Challenging the findings of an academic study is a common practice in the university setting. In most cases, the criticism is confined to academic debates, occasionally conducted through media channels. In some cases however, challenges to academic analyses can take on another form altogether, one that can translate into pressures on a researcher’s private life, and even direct intimidation. When criticism begins to undermine a researcher’s dignity or life, then what we are looking at is the violation of human rights and the restriction of free and critical thought.
This post was produced as part of the ‘Bukavu Series’, a series of blogs highlighting the violence that persists in the process of academic knowledge production.

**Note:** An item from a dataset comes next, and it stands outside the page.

PR #500, opened 2024-11-25
Version attributes - Part 3

jdob:
See #495 for more context.

This PR includes the last of the sweeping changes to use attributes for versions. The bottom of the `versions.adoc` file shows the list of pages that need to be manually reviewed. I included `releasenotes.md` in that list rather than attempt to template it, though I may resurrect the old version matrix page and have it pull values from the variables.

Translation by Sara Weschler
In January 2005, I defended my dissertation at the University of Antwerp in Belgium. My topic focused on local authorities and popular protest in South Kivu and the Uvira territory between 1961 and 2004. I analysed the causes of identity conflicts between so-called ‘indigenous ethnic groups’ (the Bafuliiru and the Bavira) and ‘non-indigenous ethnic groups’ (the Barundi and the Banyamulenge). These groups clashed (and continue to clash) in the Uvira territory around issues of land, territory, citizenship, and the control of political power. My research had shown that classifying ethnic groups on the basis of their arrival dates in the area, exacerbates social exclusion. Moreover, such classifications render identity conflicts and the exercise of customary power very sensitive issues in the Uvira region.
After defending my dissertation, I felt that I had made a solid academic effort to contribute to the still sparse literature on the territorial dimensions of conflict production, and the strategies of conflict actors. I was pleased to have completed the exercise and published my book in the L’Afrique des Grands Lacs series. I was well aware that my analysis might touch upon some sensitive issues, but I thought I had carried out a serious, rigorous, and academically sound project, and that under the seal of academic research, my analyses were acceptable. I was happy to return home and to put the skills I had acquired to work in the service of the Congolese academic community, and future graduates. I could never have imagined what would happen next.

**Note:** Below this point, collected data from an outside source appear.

PR #505, opened 2024-12-16
metal3-quickstart: update known issues

hardys:
The issues mentioned are no longer relevant since 3.1, when we aligned with Rancher Turtles.

Additional information regarding the Turtles integration will be added via a follow-up PR


alknopfler (approved):
LGTM

PR #497, opened 2024-11-20
Version attributes - part 2

jdob:
Second round of updates. See #495 for more information.

PR #506, opened 2024-12-16
Use versioned Rancher docs links

hardys:
Follow-up to #497 where rancher-docs-version was introduced but not applied to all existing links


dprodanov4 (approved):
lgtm!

Beginning in April 2005, I started to face serious attacks. A non-academic collaborator of the publication Great Lakes Confidential, living in Canada (and a member of my own ethnic community) was the first to attack me. He circulated a message on social media questioning my findings. But beyond simply challenging my research, he called on armed groups to kill me. These attacks lasted nearly a whole year. I had never imagined that a member of my own ethnic community could mobilise the diaspora, our community, and armed groups to put my life in danger. On top of this already heavy situation, my colleagues (aware of what was happening to me) were frightened. They avoided me and wondered what sort of thesis I had defended that would so tarnish the image of our institution. I was silenced and isolated by social pressures, without ever being formally condemned by the university or any ethics committee. It took a lot of courage to resist such attacks and isolation.
Oddly enough, in 2006, the situation changed in my favour. The electoral campaign team for the former president Joseph Kabila once again seeded the idea, in Congolese popular opinion, of creating the Minembwe territory. The Babembe, Bafuliiru, Bavira, Bashi, and Barega ethnic groups reacted to this much as they had during the Congolese War, when the idea had been championed by a rebel group. Calling it a provocation, they organised a protest march in Bukavu. From that moment onward, intellectuals suddenly began reading and taking an interest in my writings in order to understand the motives behind this challenge to the existence of the Minembwe territory. On the one hand, I took this as a sort of recognition of my research, however novel and belated. On the other, I was struck by the way my work was being instrumentalised. Mobilised, this time, as an ‘objective and academic’ source that, in the eyes of intellectuals, justified their political positions.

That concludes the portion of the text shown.